| Problem to solve |
The response must restate all of the data word for word.

| Information supplied |
PR #2303, opened 2026-06-26
ci(launch-to-msg): scroll chat to tail on every reply read (fix v0.3.4 flake)

weishi-imbue:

| Solution to this task |
PR #2303, opened 2026-06-26
ci(launch-to-msg): scroll chat to tail on every reply read (fix v0.3.4 flake)

weishi-imbue:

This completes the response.